So low was his voice that, to hear him, many lords rose from their seats and came over against the throne. Thus all that company were in the upper part of the hall, and through the great window at the further end the sun shone down upon them, having parted the watery clouds. To their mass of black it gave blots and gouts of purple and blue and scarlet, coming through the dight panes.

'Lay off this burden of trial and examination upon us that so willingly, though with sighs and groans, would bear it.'

Suddenly the King stood up and pointed, his jaw fallen open. Katharine Howard was coming up the floor of the hall. Her hands were folded before her; her face was rigid and calm; she looked neither to right nor to left, but only upon the King's face. At the edge of the sunlight she halted, so that she stood, a black figure in the bluish and stony gloom of the hall with the high roof a great way above her head. All the lords began to pull off their bonnets, only Norfolk said that he would not uncover before a harlot.

The Queen, looking upon Henry's face, said with icy and cold tones—

'I would have you to cease this torturing of witnesses. I will make confession.'

No man then had a word to say. Norfolk had no word either.

'If you will have me confess to heresy, I will confess to heresy; if to treason, to treason. If you will have me confess to adultery, God help me and all of you, I will confess to adultery and all such sins.'

The King cried out—

'No! no!' like a beast that is stabbed to the heart; but with cold eyes the Queen looked back at him.

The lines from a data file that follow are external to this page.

PR #2953, opened 2019-06-17
Use ProvingPeriodEnd instead of ProvingPeriodStart

### LINKED ISSUE #2806: Reconcile storagedeal.State with deal states in the specification

acruikshank:
closes #2806

# Problem

`ProvingPeriodStart` is referred to as `ProvingPeriodEnd` in [the spec](https://github.com/filecoin-project/specs/blob/master/actors.md#commitsector). We need to store the ProvingPeriodEnd. We also need to consolidate the computation of the proving period into the state machine as much as possible.

# Solution

1. Rename `ProvingPeriodStart` to `ProvingPeriodEnd`
2. Compute `ProvingPeriodEnd` as the block height + the proving period in `CommitSector`
3. Change `GetProvingPeriodEnd` to `GetProvingPeriod` and return the start and end of the proving period.
4. Modify protocol/storage/miner to use start and end from GetProvingPeriodEnd

This PR also adds unit testing for `storage/miner.OnNewHeaviestTipSet`. Making storagee/miner more testable, adding more utilities for testing and adding the tests themselves account for most of the bulk of the PR.

I made an attempt early in the PR to move the chain randomness retrieval in storage miner into actor. There are early commits with this code. Since this value must be computed the same way during proof generation as in verification, I feel pretty strongly that this is the right thing to do. Unfortunately, when ancestors were wired through to message processing, they weren't also wired into query messaging. Doing that work is well outside the scope of this PR, so I backed out.

### DIFF
--- a/actor/builtin/miner/miner.go
+++ b/actor/builtin/miner/miner.go
@@ -146,8 +146,8 @@ type State struct {
 
 	LastUsedSectorID uint64
 
-	ProvingPeriodStart *types.BlockHeight
-	LastPoSt           *types.BlockHeight
+	ProvingPeriodEnd *types.BlockHeight
+	LastPoSt         *types.BlockHeight
 
 	// The amount of space committed to the network by this miner.
 	Power *types.BytesAmount
@@ -557,7 +557,7 @@ func (ma *Actor) CommitSector(ctx exec.VMContext, sectorID uint64, commD, commR,
 		state.ActiveCollateral = state.ActiveCollateral.Add(collateral)
 
 		if state.Power.Equal(types.NewBytesAmount(0)) {
-			state.ProvingPeriodStart = ctx.BlockHeight()
+			state.ProvingPeriodEnd = ctx.BlockHeight()
 		}
 		inc := state.SectorSize
 		state.Power = state.Power.Add(inc)
@@ -737,9 +737,8 @@ func (ma *Actor) SubmitPoSt(ctx exec.VMContext, poStProofs []types.PoStProof) (u
 		}
 
 		// Calcuate any penalties for late submission
-		provingPeriodEnd := state.ProvingPeriodStart.Add(types.NewBlockHeight(ProvingPeriodDuration(state.SectorSize)))
 		generationAttackGracePeriod := GenerationAttackTime(state.SectorSize)
-		if chainHeight.GreaterThan(provingPeriodEnd.Add(generationAttackGracePeriod)) {
+		if chainHeight.GreaterThan(state.ProvingPeriodEnd.Add(generationAttackGracePeriod)) {
 			// The PoSt has been submitted after the generation attack time.
 			// The miner can expect to be slashed, and so for now the PoSt is rejected.
 			// An alternative would be to apply the penalties here, duplicating the behaviour
@@ -748,7 +747,7 @@ func (ma *Actor) SubmitPoSt(ctx exec.VMContext, poStProofs []types.PoStProof) (u
 				generationAttackGracePeriod)
 		}
 
-		feeRequired := LatePoStFee(state.ActiveCollateral, provingPeriodEnd, chainHeight, generationAttackGracePeriod)
+		feeRequired := LatePoStFee(state.ActiveCollateral, state.ProvingPeriodEnd, chainHeight, generationAttackGracePeriod)
 
 		// The message value has been added to the actor's balance.
 		// Ensure this value fully covers the fee which will be charged to this balance so that the resulting
@@ -809,7 +808,7 @@ func (ma *Actor) SubmitPoSt(ctx exec.VMContext, poStProofs []types.PoStProof) (u
 		}
 
 		// transition to the next proving period
-		state.ProvingPeriodStart = provingPeriodEnd
+		state.ProvingPeriodEnd = state.ProvingPeriodEnd.Add(types.NewBlockHeight(ProvingPeriodDuration(state.SectorSize)))
 		state.LastPoSt = chainHeight
 
 		return nil, nil
@@ -821,7 +820,7 @@ func (ma *Actor) SubmitPoSt(ctx exec.VMContext, poStProofs []types.PoStProof) (u
 	return 0, nil
 }
 
-// GetProvingPeriodStart returns the current ProvingPeriodStart value.
+// GetProvingPeriodStart returns the current ProvingPeriodEnd value.
 func (ma *Actor) GetProvingPeriodStart(ctx exec.VMContext) (*types.BlockHeight, uint8, error) {
 	if err := ctx.Charge(actor.DefaultGasCost); err != nil {
 		return nil, exec.ErrInsufficientGas, errors.RevertErrorWrap(err, "Insufficient gas")
@@ -837,7 +836,7 @@ func (ma *Actor) GetProvingPeriodStart(ctx exec.VMContext) (*types.BlockHeight, 
 		return nil, errors.CodeError(err), err
 	}
 
-	return state.ProvingPeriodStart, 0, nil
+	return state.ProvingPeriodEnd, 0, nil
 }
 
 //
@@ -917,7 +916,7 @@ func LatePoStFee(pledgeCollateral types.AttoFIL, provingPeriodEnd *types.BlockHe
 //
 
 func currentProvingPeriodPoStChallengeSeed(ctx exec.VMContext, state State) (types.PoStChallengeSeed, error) {
-	bytes, err := ctx.SampleChainRandomness(state.ProvingPeriodStart)
+	bytes, err := ctx.SampleChainRandomness(state.ProvingPeriodEnd)
 	if err != nil {
 		return types.PoStChallengeSeed{}, err
 	}
--- a/actor/builtin/miner/miner.go
+++ b/actor/builtin/miner/miner.go
@@ -266,10 +266,6 @@ var minerExports = exec.Exports{
 		Params: nil,
 		Return: []abi.Type{abi.BytesAmount},
 	},
-	"getPoStChallengeSeed": &exec.FunctionSignature{
-		Params: nil,
-		Return: []abi.Type{abi.PoStChallengeSeed},
-	},
 	"getProvingPeriod": &exec.FunctionSignature{
 		Params: []abi.Type{},
 		Return: []abi.Type{abi.BlockHeight, abi.BlockHeight},
@@ -783,7 +779,7 @@ func (ma *Actor) SubmitPoSt(ctx exec.VMContext, poStProofs []types.PoStProof) (u
 		//
 		// This switching will be removed when issue #2270 is completed.
 		if !ma.Bootstrap {
-			seed, _, err := GetPoStChallengeSeed(ctx)
+			seed, err := getPoStChallengeSeed(ctx, state)
 			if err != nil {
 				return nil, errors.RevertErrorWrap(err, "failed to sample chain for challenge seed")
 			}
@@ -868,27 +864,17 @@ func (ma *Actor) GetProvingPeriod(ctx exec.VMContext) (*types.BlockHeight, *type
 	return provingPeriodStart(state), state.ProvingPeriodEnd, 0, nil
 }
 
-// GetPoStChallengeSeed(ctx ex
-func GetPoStChallengeSeed(ctx exec.VMContext) (types.PoStChallengeSeed, uint8, error) {
-	chunk, err := ctx.ReadStorage()
-	if err != nil {
-		return types.PoStChallengeSeed{}, errors.CodeError(err), err
-	}
-
-	var state State
-	if err := actor.UnmarshalStorage(chunk, &state); err != nil {
-		return types.PoStChallengeSeed{}, errors.CodeError(err), err
-	}
-
+// getPoStChallengeSeed returns some chain randomness
+func getPoStChallengeSeed(ctx exec.VMContext, state State) (types.PoStChallengeSeed, error) {
 	randomness, err := ctx.SampleChainRandomness(provingPeriodStart(state))
 	if err != nil {
-		return types.PoStChallengeSeed{}, 1, err
+		return types.PoStChallengeSeed{}, err
 	}
 
 	seed := types.PoStChallengeSeed{}
 	copy(seed[:], randomness)
 
-	return seed, 0, nil
+	return seed, nil
 }
 
 //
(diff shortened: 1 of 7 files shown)


actor/builtin/miner/miner.go
```diff
@@ -793,7 +793,7 @@ func (ma *Actor) SubmitPoSt(ctx exec.VMContext, poStProofs []types.PoStProof) (u
 	return 0, nil
 }
 
-// GetProvingPeriodStart returns the current ProvingPeriodStart value.
+// GetProvingPeriodStart returns the current ProvingPeriodEnd value.
 func (ma *Actor) GetProvingPeriodStart(ctx exec.VMContext) (*types.BlockHeight, uint8, error) {
```
laser: BLOCKING: This method should be called `GetProvingPeriodEnd`.

actor/builtin/miner/miner.go
```diff
@@ -553,7 +553,7 @@ func (ma *Actor) CommitSector(ctx exec.VMContext, sectorID uint64, commD, commR,
 		state.ActiveCollateral = state.ActiveCollateral.Add(collateral)
 
 		if state.Power.Equal(types.NewBytesAmount(0)) {
-			state.ProvingPeriodStart = ctx.BlockHeight()
+			state.ProvingPeriodEnd = ctx.BlockHeight()
```
laser: BLOCKING: If you're going to replace `ProvingPeriodStart` with `ProvingPeriodEnd`, you should set  `ProvingPeriodEnd` to be equal to `ctx.BlockHeight() + ProvingPeriodDuration(miner.SectorSize)` as per the spec.

actor/builtin/miner/miner.go
```diff
@@ -739,7 +739,7 @@ func (ma *Actor) SubmitPoSt(ctx exec.VMContext, poStProofs []types.PoStProof) (u
 		}
 
 		// Check if we submitted it in time
-		provingPeriodEnd := state.ProvingPeriodStart.Add(types.NewBlockHeight(ProvingPeriodDuration(state.SectorSize)))
+		provingPeriodEnd := state.ProvingPeriodEnd.Add(types.NewBlockHeight(ProvingPeriodDuration(state.SectorSize)))
 		if ctx.BlockHeight().GreaterThan(provingPeriodEnd.Add(GenerationAttackTime(state.SectorSize))) {
```
laser: BLOCKING: This should be modified to be:

```
if ctx.BlockHeight().GreaterThan(state.ProvingPeriodEnd.Add(GenerationAttackTime(state.SectorSize))) {
```

actor/builtin/miner/miner.go
anorth: Must add proving period duration to block height to compute the end (copy from 742)

actor/builtin/miner/miner.go
```diff
@@ -809,11 +809,11 @@ func (ma *Actor) GetProvingPeriodStart(ctx exec.VMContext) (*types.BlockHeight,
 		return nil, errors.CodeError(err), err
 	}
 
-	return state.ProvingPeriodStart, 0, nil
+	return state.ProvingPeriodEnd, 0, nil
 }
 
 func currentProvingPeriodPoStChallengeSeed(ctx exec.VMContext, state State) (types.PoStChallengeSeed, error) {
-	bytes, err := ctx.SampleChainRandomness(state.ProvingPeriodStart)
+	bytes, err := ctx.SampleChainRandomness(state.ProvingPeriodEnd)
```
laser: BLOCKING: Suppose a miner completes the PoSt generation routine some number of blocks N before the end of their proving period. If N is greater than `sampling.LookbackParameter`, then there will exist no block with a matching height from which to sample randomness from.

actor/builtin/miner/miner.go
```diff
@@ -146,8 +146,8 @@ type State struct {
 
 	LastUsedSectorID uint64
 
-	ProvingPeriodStart *types.BlockHeight
-	LastPoSt           *types.BlockHeight
+	ProvingPeriodEnd *types.BlockHeight
```
anorth: Please comment the semantics. I assume that with the name changes comes the semantic meaning "the end of the current proving period" (as opposed to the end of the prior proving period).

actor/builtin/miner/miner.go
```diff
@@ -739,7 +739,7 @@ func (ma *Actor) SubmitPoSt(ctx exec.VMContext, poStProofs []types.PoStProof) (u
 		}
 
 		// Check if we submitted it in time
-		provingPeriodEnd := state.ProvingPeriodStart.Add(types.NewBlockHeight(ProvingPeriodDuration(state.SectorSize)))
+		provingPeriodEnd := state.ProvingPeriodEnd.Add(types.NewBlockHeight(ProvingPeriodDuration(state.SectorSize)))
```
anorth: Remove this calculation here, it goes at 784 instead

actor/builtin/miner/miner.go
anorth: Rename the method

actor/builtin/miner/miner.go
anorth: Probably necessary to subtract the proving period duration here to retain semantics.

actor/builtin/miner/miner.go
```diff
@@ -811,17 +819,42 @@ func (ma *Actor) GetProvingPeriodEnd(ctx exec.VMContext) (*types.BlockHeight, ui
...
+
+	var state State
+	if err := actor.UnmarshalStorage(chunk, &state); err != nil {
+		return nil, nil, errors.CodeError(err), err
+	}
+
+	return provingPeriodStart(state), state.ProvingPeriodEnd, 0, nil
+}
+
+// GetPoStChallengeSeed(ctx ex
```
anorth: borked comment

actor/builtin/miner/miner.go
```diff
@@ -269,6 +269,14 @@ var minerExports = exec.Exports{
 		Params: nil,
 		Return: []abi.Type{abi.BytesAmount},
 	},
+	"getPoStChallengeSeed": &exec.FunctionSignature{
+		Params: nil,
+		Return: []abi.Type{abi.PoStChallengeSeed},
+	},
+	"getProvingPeriod": &exec.FunctionSignature{
```
anorth: If adding this, delete `getProvingPeriodEnd` above.

protocol/storage/miner.go
```diff
@@ -748,18 +748,18 @@ func (sm *Miner) OnNewHeaviestTipSet(ts types.TipSet) {
...
 }
 
-func (sm *Miner) getProvingPeriodEnd() (*types.BlockHeight, error) {
+func (sm *Miner) getProvingPeriod() (*types.BlockHeight, *types.BlockHeight, error) {
 	res, err := sm.porcelainAPI.MessageQuery(
 		context.Background(),
 		address.Undef,
 		sm.minerAddr,
-		"getProvingPeriodEnd",
+		"isInProvingPeriod",
```
anorth: Blocking: This looks like something from an interim attempt. LGTM if changed to `getProvingPeriod`.

protocol/storage/miner.go
```diff
@@ -706,70 +700,61 @@ func (sm *Miner) OnNewHeaviestTipSet(ts types.TipSet) {
...
 	}
 
 	// the block height of the new heaviest tipset
 	h := types.NewBlockHeight(height)
 
-	// compute the block height at which the miner's current proving period ends
-	provingPeriodEnd := provingPeriodStart.Add(types.NewBlockHeight(miner.ProvingPeriodDuration(sectorSize)))
-
 	if h.GreaterEqual(provingPeriodStart) {
 		if h.LessThan(provingPeriodEnd) {
```
laser: BLOCKING: There is a bug here - not one which you introduced. I think that if the miner submits their PoSt when the block height _equals_ the end of the proving period that their submission should not be penalized. Do you disagree?

protocol/storage/miner.go
```diff
@@ -580,17 +579,12 @@ func (sm *Miner) onCommitFail(ctx context.Context, dealCid cid.Cid, message stri
 		resp.Message = message
 		resp.State = storagedeal.Failed
 	})
-	log.Errorf("commit failure but could not update to deal 'Failed' state: %s", err)
+	sm.log.Errorf("commit failure but could not update to deal 'Failed' state: %s", err)
 }
 
 // currentProvingPeriodPoStChallengeSeed produces a PoSt challenge seed for
 // the miner actor's current proving period.
```
laser: Given that you added the `currentProvingPeriodStart` parameter, this comment is no longer true. Rather, it should be rewritten to say:

```
// currentProvingPeriodPoStChallengeSeed produces a PoSt challenge 
// using randomness from the chain at the provided block height
```

protocol/storage/miner.go
```diff
@@ -580,17 +579,12 @@ func (sm *Miner) onCommitFail(ctx context.Context, dealCid cid.Cid, message stri
...
-func (sm *Miner) currentProvingPeriodPoStChallengeSeed(ctx context.Context) (types.PoStChallengeSeed, error) {
-	currentProvingPeriodStart, err := sm.getProvingPeriodStart()
-	if err != nil {
-		return types.PoStChallengeSeed{}, errors.Wrap(err, "error obtaining current proving period")
-	}
-
+func (sm *Miner) currentProvingPeriodPoStChallengeSeed(ctx context.Context, currentProvingPeriodStart *types.BlockHeight) (types.PoStChallengeSeed, error) {
```
laser: STRONGLY-WORDED SUGGESTION: This method's name should be changed to `poStChallengeSeedAtBlockHeight`, or you should drop the `currentProvingPeriodStart` parameter and instead, in the body of the method, make a call to `getProvingPeriod`.

protocol/storage/miner.go
```diff
@@ -706,70 +700,61 @@ func (sm *Miner) OnNewHeaviestTipSet(ts types.TipSet) {
...
+				sm.log.Errorf("error obtaining challenge seed: %s", err)
 				return
 			}
 
 			go sm.submitPoSt(provingPeriodStart, provingPeriodEnd, seed, inputs)
 		} else {
 			// we are too late
 			// TODO: figure out faults and payments here
-			log.Errorf("too late start=%s  end=%s current=%s", provingPeriodStart, provingPeriodEnd, h)
+			sm.log.Errorf("too late start=%s  end=%s current=%s", provingPeriodEnd, provingPeriodEnd, h)
```
laser: BLOCKING: The first non-format-string argument should be `provingPeriodStart`, not `provingPeriodEnd`.

protocol/storage/miner_test.go
```diff
@@ -297,18 +304,319 @@ func TestOnCommitmentAddedToChain(t *testing.T) {
...
+
+		// return true, indicating this miner is a bootstrap miner
+		api.messageHandlers["isBootstrapMiner"] = func(a address.Address, v types.AttoFIL, p ...interface{}) ([][]byte, error) {
+			return [][]byte{}, errors.New("test error")
+		}
+
+		miner.OnNewHeaviestTipSet(types.TipSet{})
+
+		require.Equal(t, 1, len(logger.ErrorMessages))
+		assert.Contains(t, logger.ErrorMessages[0], "bootstrapping")
```
laser: SUGGESTION: If your intent is to exercise the invariant-checking code, I suggest that you modify `OnNewHeaviestTipSet` to return `error` (it's a void method now). Then, you can make assertions on the existence and message contained within any error returned from said method.

protocol/storage/miner_test.go
```diff
@@ -297,18 +304,319 @@ func TestOnCommitmentAddedToChain(t *testing.T) {
...
+	return handlers
+}
+
+type testNode struct{}
+
+func (tn *testNode) BlockService() bserv.BlockService           { return nil }
+func (tn *testNode) Host() host.Host                            { return nil }
+func (tn *testNode) SectorBuilder() sectorbuilder.SectorBuilder { return &testSectorBuilder{} }
+
+type testSectorBuilder struct{}
```
laser: OBSERVATION: This is a lot of test code, which is unfortunate because only two of the methods are consumed by the storage miner (`AddPiece` and `ReadPieceFromSealedSector`). 

I suggest that you modify the `storage.node` interface such that

```
type node interface {
	BlockService() bserv.BlockService
	Host() host.Host
	SectorBuilder() sectorbuilder.SectorBuilder
}
```

becomes

```
type node interface {
	BlockService() bserv.BlockService
	Host() host.Host
	SectorBuilder() someNewInterfaceWithJustWhatStorageMinerNeeds
}

type someNewInterfaceWithJustWhatStorageMinerNeeds interface {
    AddPiece(...)
    ReadPieceFromSealedSector(...)
}
```

You'd need to do the same thing in the retrieval miner code.

protocol/storage/miner_test.go
```diff
@@ -297,18 +304,319 @@ func TestOnCommitmentAddedToChain(t *testing.T) {
...
+
+	for i, value := range values {
+		encoded, err := value.Serialize()
+		require.NoError(t, err)
+		out[i] = encoded
+	}
+	return out
+}
+
+type testLogger struct {
```
laser: OBSERVATION: I think that all of this test code goes away if you change `OnNewHeaviestTipSet` to return an `error`.

protocol/storage/miner.go
laser: A PoSt is going to take a long time to generate, so I guess this doesn't matter.

acruikshank: I think the ProvingPeriodEnd should be exclusive so proving periods don't overlap. The spec seems to disagree with me. As you mention here, it's mostly irrelevant, because it's very unlikely that PoSt generation could start on the last block of the proving period and make it on chain in the same block. I'll change it anyway.

protocol/storage/miner_test.go
acruikshank: Good suggestion. Done.

protocol/storage/miner_test.go
acruikshank: This is a good idea, but out of scope for this PR.

protocol/storage/miner_test.go
acruikshank: It did.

'If you will have it adultery before marriage, it shall be so. If it be to be falseness to my Lord's bed, it shall be so; if it be both, in the name of God, be it both, and where you will and how. If you will have it spoken, here I speak it. If you will have it written, I will write out such words as you shall bid me write. I pray you leave my poor women be, especially them that be sick, for there are none that do not love me, and I do think that my death is all that you need.'

She paused; there was no sound in the hall but the strenuous panting of the King.

'But whether,' she said, 'you shall believe this confession of mine, I leave to you that very well do know my conversation and my manner of life.'

Again she paused and said—

'I have spoken. To it I will add that heartily I do thank my sovereign lord that raised me up. And, in public, I do say it, that he hath dealt justly by me. I pray you pardon me for having delayed thus long your labours. I will get me gone.'

Then she dropped her eyes to the ground.

Again the King cried out—

'No! no!' and, stumbling to his feet he rushed down upon his courtiers and round the table. He came upon her before she was at the distant door.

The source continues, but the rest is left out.